Lab 02: Computing Shortcuts
exploiting parallelism to find shortcuts in a network
DUE: Friday, February 24, 11:59 pm
Background
Suppose we have a network consisting of \(n\) nodes and directed links or edges between each pair of nodes. That is, given nodes \(i\) and \(j\), there is an edge \(e = (i, j)\) from \(i\) to \(j\). For example, the following figure illustrates a network with three nodes, and the arrows indicate the directions of the links: \((i, j)\) is indicated by an arrow from \(i\) to \(j\), while \((j, i)\) is indicated by an arrow from \(j\) to \(i\).

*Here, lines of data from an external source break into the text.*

PR #3901, opened 2017-11-16
Fix unused parameter warnings in generated code with arenas enabled

wijagels:
This only seems to affect code generated with `option cc_enable_arenas = true`.  All I did was update `cpp_message.cc` to exclude a parameter for `RegisterArenaDtor` if registration is a no-op.


pherl:
ok to test

PR #3907, opened 2017-11-16
Travis config cleanups and move ObjC to Xcode 9.1.

thomasvl:
Stop having travis build the test matrix and make it explicit so extra
settings are only on the test that need the, this helps make the travis
UI a little cleaner (linux hosted stuff doesn't list an Xcode version),
as well as avoid unneeded requirements limiting the travis pool something
can run on.

Small improvements to objectivec/DevTools/full_mac_build.sh to avoid some
repeated scripting and hopefully make things more reliable work with Xcode
9.x.

Don't mark the iOS tests as able to fail, hopefully with the new settings
they are stable and won't give false signals.

Simplify the case for xcode versions and fixup xcode 9.[0-1].


thomasvl:
Got one failure on the travis side, but it looks like a networking timeout in one of the tests (php7.0_mac), retrying that one config to confirm it.

thomasvl:
Retry of that failure worked fine, so it was a networking/timeout issue.  Landing.

PR #3918, opened 2017-11-18
Include .cc and .h files in Python source distribution

OEP:
If you try to build from the source distribution on PyPI and use the cpp implementation it currently fails with this error when you try to use it:

```
exceptions.ImportError, dynamic module does not define init function (init_message)
```

Part of the problem is the source distribution is missing the .cc and .h files for the Python extension. I'm able to build the extension from the source distribution after making this change.


OEP:
I signed it.

PR #3926, opened 2017-11-20
Sync benchmark changes from internal

BSBandme:


xfxyjwf:
Yilun, why does this PR contain several commits? Isn't it just a clean copy from our internal code base?

BSBandme:
Seems that MacOS c++ can't be built successfully because of dependency things, but locally it can built.
Still investigating.

xfxyjwf:
Can you split this pull request into 2 commits?
1. A clean copy from internal code base.
2. The change you need to make tests pass.

BSBandme:
Split done

benchmarks/Makefile.am
```diff
@@ -19,16 +19,17 @@ benchmarks_protoc_inputs_proto2 =                                          \
 	datasets/google_message4/benchmark_message4_2.proto                      \
 	datasets/google_message4/benchmark_message4_3.proto
 
-MAINTAINERCLEANFILES =                                                     \
-	Makefile.in
+make_tmp_dir:
+	if [ ! -d 'tmp' ]; then mkdir -p 'tmp'; fi
```
xfxyjwf: You can just do "mkdir -p tmp". No need to check whether it exists.

PR #3938, opened 2017-11-22
Squash CMake CMP0048 warnings when using add_subdirectory

hjmallon:
CMP0048 warns about project_VERSION variables not being set in the NEW way. This happens when using protobuf as a submodule in a larger build. GTest and RE2 have adopted
similar patches.
See https://cmake.org/cmake/help/v3.10/policy/CMP0048.html

### DIFF
--- a/cmake/CMakeLists.txt
+++ b/cmake/CMakeLists.txt
@@ -8,34 +8,6 @@ endif()
 # CMake policies
 cmake_policy(SET CMP0022 NEW)
 
-# Project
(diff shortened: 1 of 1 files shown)


hjmallon:
I have rebased in the hope that the Travis dotnet fix will mean the tests pass.

hjmallon:
Fixed by
https://github.com/google/protobuf/commit/1ec9beb477a2c8c4e77b6e6c9046ea634019644d

PR #3939, opened 2017-11-22
Make cached hash value transient

mairbek:


xfxyjwf:
Sorry for the late response. I don't think it matters to add transient there though as protobuf has its own serialization methods.

PR #4987, opened 2018-08-01
add missed header files for dependency issue

newle:
`make install` will add missed header files to appropriate path

### DIFF
--- a/src/Makefile.am
+++ b/src/Makefile.am
@@ -78,6 +78,8 @@ nobase_include_HEADERS =                                         \
   google/protobuf/stubs/status.h                                 \
   google/protobuf/stubs/stl_util.h                               \
   google/protobuf/stubs/stringpiece.h                            \
+  google/protobuf/stubs/stringprintf.h                           \
+  google/protobuf/stubs/strutil.h                                \
   google/protobuf/stubs/template_util.h                          \
   google/protobuf/any.pb.h                                       \
   google/protobuf/api.pb.h                                       \


src/Makefile.am
```diff
@@ -78,6 +78,8 @@ nobase_include_HEADERS =                                         \
   google/protobuf/stubs/status.h                                 \
   google/protobuf/stubs/stl_util.h                               \
   google/protobuf/stubs/stringpiece.h                            \
+  google/protobuf/stubs/stringprintf.h                           \
+  google/protobuf/stubs/strutil.h                                \
```
xfxyjwf: Are these two headers included by any other public headers?

newle: Not exactly! 

I had some problems when compile [apollo](https://github.com/ApolloAuto/apollo). And then I found that repository use this two header in its headers like [here](https://github.com/ApolloAuto/apollo/blob/master/modules/common/util/string_util.h).

So It would be nice If I can put these headers in property place when install.

xfxyjwf: Can you ask them to not use these header files? These helper utilities are not intended to be part of protobuf public API and we might change or delete them in the future. The better alternative is the absl library which we are considering migrating to:
https://github.com/abseil/abseil-cpp

Most of the code in google/protobuf/stubs are out-dated version of the same code in the abseil library...

newle: Got it!  Thanks very much.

Each edge \((i, j)\) has an associated weight, \(w(i, j)\) that indicates the cost of moving from node \(i\) to node \(j\) along \((i, j)\). The weights of the edges are indicated in the figure above. For example, \(w(0, 1) = 2\). Given the weights of the edges, it might be the case in order to move from \(i\) to \(j\), it would be less expensive to travel via an intermediate node \(k\), i.e. travel from \(i\) to some \(k\), then from \(k\) to \(j\). Traveling in this way, we incur a cost of \(w(i, k) + w(k, j)\). For example, in the figure above, traveling from \(0\) to \(2\) across the edge \((0, 2)\), we incur a cost of \(w(0, 2) = 6\), while traveling from \(0\) to \(1\) to \(2\) has a cost of \(w(0, 1) + w(1, 2) = 2 + 3 = 5\). Thus, the path \(0, 1, 2\) is a shortcut from \(0\) to \(2\).

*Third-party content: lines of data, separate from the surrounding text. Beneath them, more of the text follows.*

PR #4988, opened 2018-08-01
Add spans support

mkosieradzki:
/cc: @jtattermusch 

This is the pull request for #3431  

It will consist of multiple commits introducing incremental, but reverse compatible changes.

1) [Breaking change] Changes compatibility from .NET Standard 1.0 to .NET Standard 1.1. `System.Memory` requires .NET Standard 1.1 and .NET Standard 1.0 has no real use (see https://docs.microsoft.com/en-us/dotnet/standard/net-standard). Keeping .NET Standard 1.0 compatibility will be costly in terms of maintenance a lot of `#if`'s are required.

… more to come

### DIFF
--- a/csharp/src/Google.Protobuf.Test/CodedInputStreamTest.cs
+++ b/csharp/src/Google.Protobuf.Test/CodedInputStreamTest.cs
@@ -417,7 +417,7 @@ namespace Google.Protobuf
                 output.Flush();
 
                 ms.Position = 0;
-                CodedInputStream input = new CodedInputStream(ms, new byte[ms.Length / 2], 0, 0, false);
+                CodedInputStream input = new CodedInputStream(ms, new byte[ms.Length / 2], null, null, 0, 0, false);
 
                 uint tag = input.ReadTag();
                 Assert.AreEqual(1, WireFormat.GetTagFieldNumber(tag));
--- a/csharp/src/Google.Protobuf.Test/CodedOutputStreamTest.cs
+++ b/csharp/src/Google.Protobuf.Test/CodedOutputStreamTest.cs
@@ -334,7 +334,7 @@ namespace Google.Protobuf
             }
             // Now test Input stream:
             {
-                CodedInputStream cin = new CodedInputStream(new MemoryStream(bytes), new byte[50], 0, 0, false);
+                CodedInputStream cin = new CodedInputStream(new MemoryStream(bytes), new byte[50], null, null, 0, 0, false);
                 Assert.AreEqual(0, cin.Position);
                 // Field 1:
                 uint tag = cin.ReadTag();
--- a/csharp/src/Google.Protobuf/ByteString.cs
+++ b/csharp/src/Google.Protobuf/ByteString.cs
@@ -34,6 +34,7 @@ using System;
 using System.Collections;
 using System.Collections.Generic;
 using System.IO;
+using System.Security;
 using System.Text;
 #if !NET35
 using System.Threading;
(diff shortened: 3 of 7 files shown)


mkosieradzki:
@jtattermusch This is first real commit - I made sure it is fully reverse compatible. As agreed I have removed all unnecessary changes including aggressive inlining.

Let's work on this one - when it gets accepted let's continue our work.

ObsidianMinor:
I've been reading the discussion on #3431 and saw you were working on getting rid of the FieldCodecs. Since my proto2 PR for extensions will use FieldCodec, I was wondering (if your PR comes first) what do you plan to create to replace the FieldCodec?

mkosieradzki:
@ObsidianMinor If this PR will make into 3.x it must retain reverse compatibility. So FieldCodecs are here to stay. I will change the codegen to avoid using FieldCodecs, but I will not touch the FieldCodecs API.

What did I do instead of FieldCodecs? I basically inlined all the code for reading maps, repeated fields, wrapped fields and other scenarios where codes were being used.

jtattermusch:
@mkosieradzki  I thought you were going to create a PR against https://github.com/jtattermusch/protobuf/tree/span_support_experimental (which already has a few selected changes merged).

jtattermusch:
@mkosieradzki  no problem, this was the strategy I had in mind:
1. split the original PR in pieces so that it can be reviewed more comfortably without risking that we will break things.
2. merge the partial PRs one by one into an experimental branch (https://github.com/jtattermusch/protobuf/tree/span_support_experimental) so that we end up with something that a) is reviewed b) has some new usable functionality (individual PRs might not add any new functionality by themselves) c) and that we can package up and potentially run some performance benchmarks with.  With the whole functionality being split into individual PRs, it's going to be much easier to drive the process of actually adopting the code in upstream/master (because this is a bigger change, a consensus of more than owner will be needed - so I'm trying to be prepared in case we need to come up with a more formal proposal summarizing the pros and cons and providing rationale about why some of the changes were needed).
Does that make sense?

mkosieradzki:
@jtattermusch 
1. If we need to retain backwards compatibility - then I will need to make some adjustments to the original PR, but I have an idea how to deal with this issue - so that will be slightly more than splitting.
2. Unfortunately Travis has been removed from the CI/CD and I was counting to be able to induce kokoro builds using this specific repo and PRs - but I was wrong. I hope you will be able to run kokoro builds because there are tons of tests there - I have obviously no access.
3. It would be great if you could review my PRs one by one - your repo seems a great place (I went through the changes in your repo and I think it would be best if you created a clean branch from master and we started with current state of this repo and use this PR as the first one.

I am ready to proceed. Let's keep the PRs as clean as possible so we would be able to merge them back to the upstream.

jtattermusch:
@mkosieradzki   
ad 1:  sounds good.
ad 2: I certainly have the ability to run the full test suite on the span_support_experimental branch. That will be definitely needed at some point to check that we are on the right track, but given the nature of changes you're working on, just building the solution and running tests locally should be good enough for most of the changes planned.
ad 3. Yes, reviewing your PRs against the span_support_experimental branch is what i'm planning, but I think it would be better if you could rebase (or cherry-pick) your current PR on top of what's already merged in that branch (I consider the 3 PRs https://github.com/jtattermusch/protobuf/pull/3, https://github.com/jtattermusch/protobuf/pull/4, https://github.com/jtattermusch/protobuf/pull/6) as "already reviewed" and they seem compatible with what's in your current PR)

ObsidianMinor:
Another thing I'm wondering about is what's up with all the SecurityCritical markings everywhere?

jtattermusch:
Review will continue on this PR: https://github.com/jtattermusch/protobuf/pull/7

In this assignment, you will write a program that, given any network and weights, computes the cheapest route between every pair of nodes along a path of length at most 2 (i.e., with at most a single intermediate node).
Network Representation
We assume that the edge weights are positive real numbers (i.e., decimals). For a network with \(n\) nodes labeled, say \(1, 2, \ldots, n\), we must specify the weights \(w(i, j)\) for all \(i, j \leq n\). By convention, we take \(w(i, i) = 0\) for all \(i\). We can represent the network as an \(n \times n\) matrix \(D\)—i.e., a 2 dimensional \(n\) by \(n\) array of numbers. The entry in the \(i\)th row and \(j\)th column, \(d_{ij}\) stores the weight \(w(i, j)\). For example, here is the matrix corresponding to the previous figure:
\[D = \left( \begin{array}{ccc} 0 & 2 & 6\\ 1 & 0 & 3\\ 4 & 5 & 0 \end{array} \right)\]If \(D\) represents the original matrix of weights, then the shortcut distances can also be represented by a matrix \(R\), where the entry \(r_{ij}\) stores the shortcut distance from node \(i\) to \(j\). More formally,
\[r_{ij} = \min_{k} d_{ik} + d_{kj}.\]Notice that by taking \(k = i\), we have \(r_{ij} \leq d_{ii} + d_{ik} = d_{ik}\), because we assume \(d_{ii} = 0\). Using the \(D\) from our previous example, we compute the corresponding \(R\):
\[R = \left( \begin{array}{ccc} 0 & 2 & 5\\ 1 & 0 & 3\\ 4 & 5 & 0 \end{array} \right).\]Notice that \(D\) and \(R\) are the same, except that \(d_{0, 2} = 6\), while \(r_{0, 2} = 5\). This corresponds to the shortcut \(0 \to 1 \to 2\) which has weight \(5\).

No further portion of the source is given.